Andrej Karpathy: The Myth of Magical AI Models—Just a Poor Imitation of Human Labels
Explore Andrej Karpathy's critique of AI models, RLHF limitations, and the future of reward mechanisms like Rule-Based Rewards (RBR) for LLMs.
Is It Time to Explore New Approaches?
How much “intelligence” is truly present in large language models’ (LLMs) responses to human conversations?
This Friday, Andrej Karpathy, a renowned AI scholar, founding member of OpenAI, and former Senior Director of AI at Tesla sparked widespread discussion by stating, "People exaggerate the idea of 'asking something from artificial intelligence.'"
Karpathy explained that AI is essentially trained on labeled datasets to mimic human annotations. Therefore, instead of seeing conversations as “asking AI” in a mystical sense, one should view it more as “asking the average internet annotator.”
For instance, when you inquire about "the top 10 attractions in Amsterdam," some hired annotators may have encountered a similar question at some point. They likely spent 20 minutes researching on Google to compile a list of 10 attractions, which then became the “correct” answer the AI was trained to produce.

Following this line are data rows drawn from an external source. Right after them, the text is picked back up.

PR #2034, opened 2022-03-01
Do not re-format Qtest comments

### LINKED ISSUE #2033: bug: ocamlformat modifies non-docstring comments
**Describe the bug**
Some comments like:

```
(*$inject
…
*)
```

are modified into:

```
(*$
  inject
*)
```
which breaks tooling that relies on these, such as https://github.com/vincent-hugot/qtest/ .

gpetiot:
Fix #2033

It would add a lot of specific code to format the 5 different kinds of comments or so, but it doesn't cost much to ignore these comments, which seems to be enough. What do you think?

### DIFF
--- a/lib/Cmts.ml
+++ b/lib/Cmts.ml
@@ -574,6 +574,8 @@ let fmt_cmt (cmt : Cmt.t) ~wrap:wrap_comments ~ocp_indent_compat ~fmt_code
     | "*" when Location.width cmt.loc = 4 -> `Verbatim ""
     | "*" -> `Verbatim "*"
     | "$" -> `Verbatim "$"
+    | str when Char.(str.[0] = '$' && not (is_whitespace str.[1])) ->
+        `Qtest cmt
     | str when Char.equal str.[0] '$' -> (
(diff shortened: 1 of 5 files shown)


Julow (commented):
Perhaps the code can be improved a bit if rebased on top of the refactors in https://github.com/ocaml-ppx/ocamlformat/pull/2028 ?

gpetiot:
@c-cube is this change working for you?

lib/Cmts.ml
```diff
@@ -574,6 +574,8 @@ let fmt_cmt (cmt : Cmt.t) ~wrap:wrap_comments ~ocp_indent_compat ~fmt_code
     | "*" when Location.width cmt.loc = 4 -> `Verbatim ""
     | "*" -> `Verbatim "*"
     | "$" -> `Verbatim "$"
+    | str when Char.(str.[0] = '$' && not (is_whitespace str.[1])) ->
+        `Qtest cmt
```
Julow, line 578: Could be `` `Verbatim str `` ?

Julow (approved):

c-cube:
Yes, it seems to do the trick! Thank you :)

PR #2036, opened 2022-03-10
Prevent comments from moving after a keyword inside a sub-expression

### LINKED ISSUE #1582: Feature request: consistent placement of comments before nested let
The following example is OCamlformatted:

```ocaml
;;
assert (
  (* [a] is true *)
  let a = true in
  a )
```

This placement of the comment before the `let` binding looks correct to me, but the equivalents for `let module` and `let exception` do not behave in the same way. In particular, the comments get put somewhere inside the `let` binding itself:

```ocaml
;;
assert (
  let module (* [A.v] is true *)
      A = struct
    let v = true
  end in
  A.v || b )

;;
assert (
  let exception (* [Foo] is raised *)
                  Foo in
  raise Foo )
```

These last two examples look broken to me. Note that the same issue doesn't happen for `let`-bindings not inside a function parameter:

```ocaml
let () =
  (* [a] is true *)
  let a = true in
  (* [A.v] is true *)
  let module A = struct
    let v = true
  end in
  (* [Foo] is raised *)
  let exception Foo in
  ()
```

gpetiot:
Fix #1582

No bug found with test_branch

### DIFF
--- a/CHANGES.md
+++ b/CHANGES.md
@@ -8,6 +8,8 @@
 
   + emacs: Remove temp files in the event of an error (#2003, @gpetiot)
 
+  + Prevent comments from moving after a keyword inside a sub-expression (#2036, @gpetiot)
+
 #### Changes
 
   + Qtest comments are not re-formatted (#2034, @gpetiot)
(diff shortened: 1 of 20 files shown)


gpetiot:
Wrong fix, let's re-evaluate this issue when the AST has become more concrete (we will have more precise locations to attach comments to).

PR #2037, opened 2022-03-11
Doc-comments code blocks with a language other than 'ocaml' (set in metadata) are not parsed as OCaml

### LINKED ISSUE #1597: Feature request: An option to allow code-blocks in docstrings to pass through unmolested, but still parse/wrap the *rest* of the docstring
In writing a parser for a non-OCaml language, `--parse-docstrings` attempts to treat my codeblocks as valid OCaml source-code, thus changing the semantics in their *actual* language. i.e.:

```diff
@@ -70,7 +70,7 @@ and word = string or_subexpr list
     A single shell "word" can actually be composed of multiple quotations or
     subexpressions, as long as they are not separated by whitespace:
 
-    {[ echo "this""is""only""a""single"(echo word)(echo also) ]}
+    {[ echo "this" "is" "only" "a" "single" (echo word) (echo also) ]}
 
     Such a composition is represented in this type, by a series of {!or_subexpr}s in a
     [list]. *)
```

I understand (and in other circumstances, appreciate!) the purpose behind this behaviour. Unfortunately, it's really problematic in some circumstances (like mine, here.)

Ideally, I'd love it if "is this OCaml and should it be formatted" were determined *per-codeblock*, as it is in Markdown (i.e. `{[ocaml Here is some code ]}`), but such an extension seems rather unlikely.

In the absence of that, I'd at least like to be able to have my docstrings wrapped, and just disable all codeblock-formatting across the entire project; perhaps `--no-parse-docstring-codeblocks`?

(See, relatedly, Prettier's [`--embedded-language-formatting`](https://prettier.io/docs/en/options.html#embedded-language-formatting) option)

gpetiot:
Fix #1597

### DIFF
--- a/CHANGES.md
+++ b/CHANGES.md
@@ -14,6 +14,8 @@
 
   + ocamlformat-rpc is now distributed through the ocamlformat package (#2035, @Julow)
 
+  + Doc-comments code blocks with a language other than 'ocaml' (set in metadata) are not parsed as OCaml (#2037, @gpetiot)
+
 #### New features
 
   + New syntax `(*= ... *)` for verbatim comments (#2028, @gpetiot)
--- a/lib/Fmt_odoc.ml
+++ b/lib/Fmt_odoc.ml
@@ -75,25 +75,31 @@ let fmt_code_block conf s1 s2 =
   let wrap_code x =
     str "{" $ opt s1 fmt_metadata $ fmt "[@;<1000 2>" $ x $ fmt "@ ]}"
   in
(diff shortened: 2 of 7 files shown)


Julow (commented):
Yes, we need to match this !
However, I think we should continue to format code blocks that don't have this field. Odoc will continue to highlight them as ocaml code.

gpetiot:
> Yes, we need to match this ! However, I think we should continue to format code blocks that don't have this field. Odoc will continue to highlight them as ocaml code.

Done!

If the exact question isn’t included in the fine-tuned training set, neural networks rely on knowledge gleaned from pre-training (language modeling on internet documents) to make estimates.
When a commenter noted that "RLHF (Reinforcement Learning from Human Feedback) can create results beyond human capabilities," Karpathy responded: "RLHF is still RL based on human feedback, so I wouldn’t put it that way."